# Went To A Show Today... got PICTURES of...



## Jill (Jun 16, 2007)

Today Harvey and I went to the Virginia Miniature Horse Club's summer show and had a good time. We took 5 horses and believe it or not, it was the first time we ever hauled horses in our fancy "new" (got it last September) gooseneck miniature horse trailer from Wrangler




: It was an exciting day on all acounts and the trailer hauled fabulously.

Each horse we took was either Grand or Reserve Grand and we even got a 1st in color, too. It was the first time either Hope or Flirt (mother and daughter) were ever shown and I was proud of how they handled all of it.

Haven't sweated anyone this year, and haven't even lunged in about 2 weeks because we've been getting so many thunderstorms and the footing in my round pen (sawdust over clay dirt) has been too slick. Still, I am proud how they looked and behaved, and proud of how the ones I've grown up / am growing up are coming along



:

Didn't have time to take pictures AT the show but did grab some here at home before we let our hooved wonders go back to being "just horses". The show was 3.5 hours away in Lynchburg and we left around 4am. Got home by 3:30pm but all of us, horse and human, are tired.

Hope you will enjoy the shots on my sidewalk, and thanks for letting me share.

*Harrells Flirting With Perfection*1st Place Yearling A Division Mare, 3rd Place Solid Color Mare, Reserve Grand Champion Junior A Division Mare






*Harrells Rowdys Reflection of Hope*

1st Place Senior A Division Mare, 2nd Place Solid Color mare, Grand Champion Senior A Division Mare

keep in mind she's already had 2 foals and possibly carrying her 3rd






*Tibbs Sundowner*

1st Place Senior A Division Gelding, Grand Champion Senior A Division Gelding






*Little Kings BT Bacardi Gold*

2nd Place Senior B Division Gelding, 1st Place Solid Color Stallion / Gelding, Reserve Grand Champion Senior B Divsion Gelding






*Erica's Gone and DunIT*

1st Place Two Year Old A Division Stallion, Grand Champion Junior A Division Stallion


----------



## Russ (Jun 16, 2007)

:aktion033: *BEAUTIFUL* horses!!!

*Congratulations* on each horses placings and to you and Harvey! :aktion033:

They really look nice Jill....



: you should be very proud!



:


----------



## twister (Jun 16, 2007)

:aktion033: Congratulations on your wins Jill. You must be really proud of all those beautiful horses. I love them all but must admit to a certain special fondness for Bacardi and Hope. :bgrin



:

Yvonne


----------



## horselover161 (Jun 16, 2007)

Congratulations Jill!

Your horses were beautiful! I especially liked Tibbs Sundowner. I thought he really stood out in the large Sr. Gelding class. :aktion033:

Tanya


----------



## Lucky-C-Acres-Minis (Jun 16, 2007)

Congrats!

Hope is definitely my favorite! LOVE those dapples! and what a sweet sweet looking head and eyes!


----------



## Leeana (Jun 16, 2007)

They ALL look great Jill!!

Tried to choose a faverite but cannot lol. Congrats


----------



## Soggy Bottom Ranch (Jun 16, 2007)

Ooooh, I love little Hope! Those dapples are gorgeous!
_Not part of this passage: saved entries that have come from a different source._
PR #1614, opened 2024-12-21
feat: Add Sink.none operator

He-Pin:
Motivation:

refs: https://github.com/apache/pekko/issues/1613
refs https://github.com/Kotlin/kotlinx.coroutines/releases/tag/1.10.0 too.

Result:
1. add `Sink#none` operator
2. The doc renders OK

image

### DIFF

CONGRATS on your placings Jill, you must be so proud of them!



:


----------



## ThreeCFarm (Jun 16, 2007)

They all look great Jill, and congratulations for kicking some major butt in the show ring!!!


----------



## Tami (Jun 16, 2007)

Jill, they all look FABULOUS!! Congrats!!!


----------



## Miniequine (Jun 16, 2007)

:aktion033:

Congrats !!!

You had a GREAT show



) Good Job!!!

~Sandy


----------



## RockRiverTiff (Jun 16, 2007)

Wow! You guys really swept the show! They're all beautiful, but that Hope is one hot mama! I just love her head!


----------



## Irish Hills Farm (Jun 16, 2007)

Congrats on your placings Jill ! :aktion033:


----------



## StarRidgeAcres (Jun 17, 2007)

:aktion033: :aktion033: Congratulation! :aktion033: :aktion033:

They'are all just gorgeous, but my favs are Bacardi and Hope! Oh, and DunIt not too shabby!



:

What's it like to win at EVERY show you go to???? :new_shocked:



: I still am so shocked when they call my number that I'm sure I have this stunned look on my face. Probably doesn't show a lot of confidence to the judges, but oh well.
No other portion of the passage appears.